The task
Work out how many lines in the listing below include the word "downstream"; answer with the number alone.

Records supplied
PR #1236, opened 2022-09-11
Fix unit tests on MS-Windows

ikappaki:
Hi,

could you please consider patch to fix the unit tests on MS-Windows and any codebase fixes resulting from it. This is part of providing windows support as per #1211.

Most of the unit test updates are about using the
`test-helper/file-path` and `test-helper/file-uri` function around test paths where it is missing.

Other important changes
1. Introduction of `test-helper/string=` function to use in text comparisons that treats all Line Endings (LE) as equal. Line endings can be different on unix (`\n`) vs windows (`\n\r`) which might mess up with the testing.
2. Enhance test-helper/assert-submaps so that it accepts a `set` as input to disregard order of items. It turns out some lsp vector results are coming out of maps, and thus their order is unpredictable. See `handler-test/document-symbol` for an example.
~~3. Use the Apache Commons IO as a new dependency to deal with path separators in a uniformly way across the different architectures where needed. Most notable use is fixing `shared/namespace+source-path->filename`. Note that this brings a new library in but uses just a small portion of it.~~
4. `cljfmt/reformat-string` is made aware of line endings.
5. The default case for drive letter across tests and in shared/conform-uri is now uppercase. This is to align with how java always treat the drive letter in the `.toURI` calls. Thus we uniformly handle this in the codebase and test as such. Not sure what external impact would changing the default case have to external clients.
6. Fixes issue with the custom `file:*.jar:subpath` syntax in `shared/uri->filename`, since that pattern is not valid on windows.
7. Update `ci.yml` to unit test on windows but only on JDK-8, and add macos as an added bonus.

### DIFF
--- a/CHANGELOG.md
+++ b/CHANGELOG.md
@@ -3,6 +3,7 @@
 ## Unreleased
 
 - General
+  - Fix unit tests on MS-Windows. #1211
   - End dep-graph-queries experiment; clojure-lsp now uses the dep-graph to optimize queries whenever possible
   - Bump clj-kondo to `2022.09.08`. 
 
--- a/CHANGELOG.md
+++ b/CHANGELOG.md
@@ -3,7 +3,7 @@
 ## Unreleased
 
 - General
-  - Fix unit tests on MS-Windows. #1211
+  - Improve MS-Windows support by fixing various path, URI and line ending issues coming out of repairing the unit tests suite on windows. #1211
   - End dep-graph-queries experiment; clojure-lsp now uses the dep-graph to optimize queries whenever possible
   - Bump clj-kondo to `2022.09.08`. 
 
--- a/.github/workflows/ci.yml
+++ b/.github/workflows/ci.yml
@@ -44,11 +44,17 @@ jobs:
         run: bb lint-diagnostics
 
   unit-test:
-    runs-on: ubuntu-latest
+    runs-on: ${{matrix.os}}
     strategy:
       fail-fast: false
       matrix:
+        os: [ubuntu-latest]
         jdk: [8, 11, 15, 17]
+        include:
+          - os: windows-latest
+            jdk: 8
+          - os: macos-latest
+            jdk: 8
     steps:
       - uses: actions/checkout@v2.2.0
         with:
--- a/common-test/src/clojure_lsp/test_helper.clj
+++ b/common-test/src/clojure_lsp/test_helper.clj
@@ -23,7 +23,13 @@
 
 (defn file-uri [uri]
   (cond-> uri windows?
-          (string/replace #"^(file|zipfile|jar:file):///(?!\w:/)" "$1:///c:/")))
+          (string/replace #"^(file|zipfile|jar:file):///(?!\w:/)" "$1:///C:/")))
+
+(defn string=
+  "Like `clojure.core/=` applied on STRING1 and STRING2, but treats
+  all line endings as equal."
+  [string1 string2]
+  (= (string/split-lines string1) (string/split-lines string2)))
 
 (defn code [& strings] (string/join "\n" strings))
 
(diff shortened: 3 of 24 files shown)


ericdallo:
> Note that this brings a new library in but uses just a small portion of it.

This concerns me a little bit, is that really necessary? clojure-lsp is used on other projects as a dependency so adding a new dependency may affect all downstream projects as well

CHANGELOG.md
```diff
@@ -3,6 +3,7 @@
 ## Unreleased
 
 - General
+  - Fix unit tests on MS-Windows. #1211
```
ericdallo, line 6: I think we could improve this mentioning what affects the final user, like "Improve MS-Windows support fixing path issues and etc"

ericdallo:
Also, I think this will have a lot of conflict with #1231 😔 , so any suggestion of what should go first @mainej ?

CHANGELOG.md
ikappaki: Done

ikappaki:
> > Note that this brings a new library in but uses just a small portion of it.
> 
> This concerns me a little bit, is that really necessary? clojure-lsp is used on other projects as a dependency so adding a new dependency may affect all downstream projects as well

I have removed the `commons-io` dependency in the latest commit.

ikappaki:
(The macos unit test job failed with `too many open files` exception. I have rerun this in private and it has passed. The open files limit is set to 10240 as per `ulimit -n` command, which is high enough number. I will keep an eye on this, it will otherwise be indicative of an issue either in the test framework or in clojure-lsp itself. Hopefully it was just a glitch.
```
#error {
│  :cause /Users/runner/work/clojure-lsp/clojure-lsp/cli/integration-test/sample-test/deps.edn (Too many open files)
│  :via
│  [{:type java.io.FileNotFoundException
│    :message /Users/runner/work/clojure-lsp/clojure-lsp/cli/integration-test/sample-test/deps.edn (Too many open files)
│    :at [java.io.FileInputStream open0 FileInputStream.java -2]}]
│  :trace
│  [[java.io.FileInputStream open0 FileInputStream.java -2]
│   [java.io.FileInputStream open FileInputStream.java 195]
│   [java.io.FileInputStream <init> FileInputStream.java 138]
│   [clojure.java.io$fn__11617 invokeStatic io.clj 229]
│   [clojure.java.io$fn__11617 invoke io.clj 229]
│   [clojure.java.io$fn__11569$G__11523__11576 invoke io.clj 69]
│   [clojure.java.io$input_stream invokeStatic io.clj 136]
│   [clojure.java.io$input_stream doInvoke io.clj 121]
│   [clojure.lang.RestFn invoke RestFn.java 410]
│   [clojure_lsp.classpath$md5 invokeStatic classpath.clj 21]
│   [clojure_lsp.classpath$md5 invoke classpath.clj 19]
```
)

mainej:
> Also, I think this will have a lot of conflict with #1231 😔 , so any suggestion of what should go first @mainej ?

This MS-Windows fix should go first. Go ahead and merge it whenever it's ready. You're right @ericdallo, it'll cause conflicts, but #1231 is actually moving in the same direction as this PR—using `h/file-path` and `h/file-uri` in more places—so the conflicts shouldn't be too hard to resolve. And having Windows in the CI build will make me more confident about #1231.

@ikappaki it's cool to see unit tests passing for Windows. Is it safe to say that wherever the unit tests have filenames or uris, we should be wrapping those in `h/file-path` or `h/file-uri`?

ikappaki:
Hi @mainej 

> @ikappaki it's cool to see unit tests passing for Windows. Is it safe to say that wherever the unit tests have filenames or uris, we should be wrapping those in `h/file-path` or `h/file-uri`?

yes please. The helper fns to be aware of are
- `h/file-path` and `h/file-uri` for wrapping all paths and URIs.
- [NEW fn] `h/string=` to compare strings in tests with embedded `\n` line endings (windows uses `\r\n`).
- [UPDATED fn] `h/assert-submaps` with the first argument being a `#{...}` instead of a ordered collection, to compare results without taking their order into account. This is helpful when results are vector created from hash maps whose keys are filenames; the resulting order is not guaranteed to be the same across archs.

Happy to help in case you encountered window's CI failing without any apparent reason.

Thanks!

ericdallo (approved):
Thank you very much! I'm really glad there is someone with Windows knowledge helping this project :)

ericdallo:
FYI: I just made required the new windows and mac unit-tests

PR #1238, opened 2022-09-11
Fix troubleshooting.md display issue

ikappaki:
Fixes display issue, hopefully it is such a simple change in the docs and obvious fix that doesn't need an open issue to commit?

screenshot:
image


ericdallo:
thanks!

PR #1244, opened 2022-09-13
Fix lint

mainej:
Fixes lint that was introduced with some of the latest fixes for Windows.

@ericdallo it seems that CI doesn't lint all the files. Should it?

@ikappaki was your editor showing you lint on these files as you were working on them? If not, that's probably a bug in how clojure-lsp or clj-kondo works on Windows.

### DIFF
--- a/scripts/make.clj
+++ b/scripts/make.clj
@@ -1,4 +1,5 @@
 (ns make
+  (:refer-clojure :exclude [test])
   (:require [babashka.fs :as fs]
             [babashka.deps :as deps]
             [babashka.process :as p]))
@@ -7,6 +8,7 @@
                "clojure-lsp.exe"
                "clojure-lsp"))
 
+#_{:clj-kondo/ignore [:clojure-lsp/unused-public-var]}
 (defn clean []
   (let [files (into ["cli/target"
                      (fs/path "cli" lsp-bin)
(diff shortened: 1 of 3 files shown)


ericdallo (approved):
I guess lint is not liniting test folders 🤔 pretty weird, I can take a look later

ikappaki:
Hi @mainej 

Good catches!

> Fixes lint that was introduced with some of the latest fixes for Windows.
> 
> @ericdallo it seems that CI doesn't lint all the files. Should it?

@ericdallo the issue appears to be with the CWD where the diagnostics are executed from; I get different results when running the diagnostics from the `cli/` with a project root of `../` (what the ci action does) vs when running the same command from the top of the clojure-lsp project with a `--project-root` of `.`. It appears as if somehow the CWD interferes with the project root directory passed in as input.

The actual command ran as in `scripts/make.clj`
``` clojure
(defn lint-diagnostics []
  (-> (deps/clojure ["-M:run" "diagnostics" "--dry" "--ns-exclude-regex" "sample-test.*" "--project-root" "../"]
                    {:dir "cli" :inherit true})
      (p/check)))
```



> @ikappaki was your editor showing you lint on these files as you were working on them? If not, that's probably a bug in how clojure-lsp or clj-kondo works on Windows.

Yes, I remember that the editor did show me the warnings about the unused vars/namespaces, but i left it for the CI linter to remind me of them and then I forgot about them.

I think the unused functions warnings in `scripts/make.clj` are false positives; they are referenced by the top `bb.edn` project file and should not show up as unused fns. I believe this is something for `clojure-lsp` @ericdallo to consider? I've tried to lint a simple test project as such with the `clj-kondo` cli tool, and it didn't give me any warnings about them (but then again I've never used `clj-kondo` directly before, thus my conclusion might be wrong).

Solution
2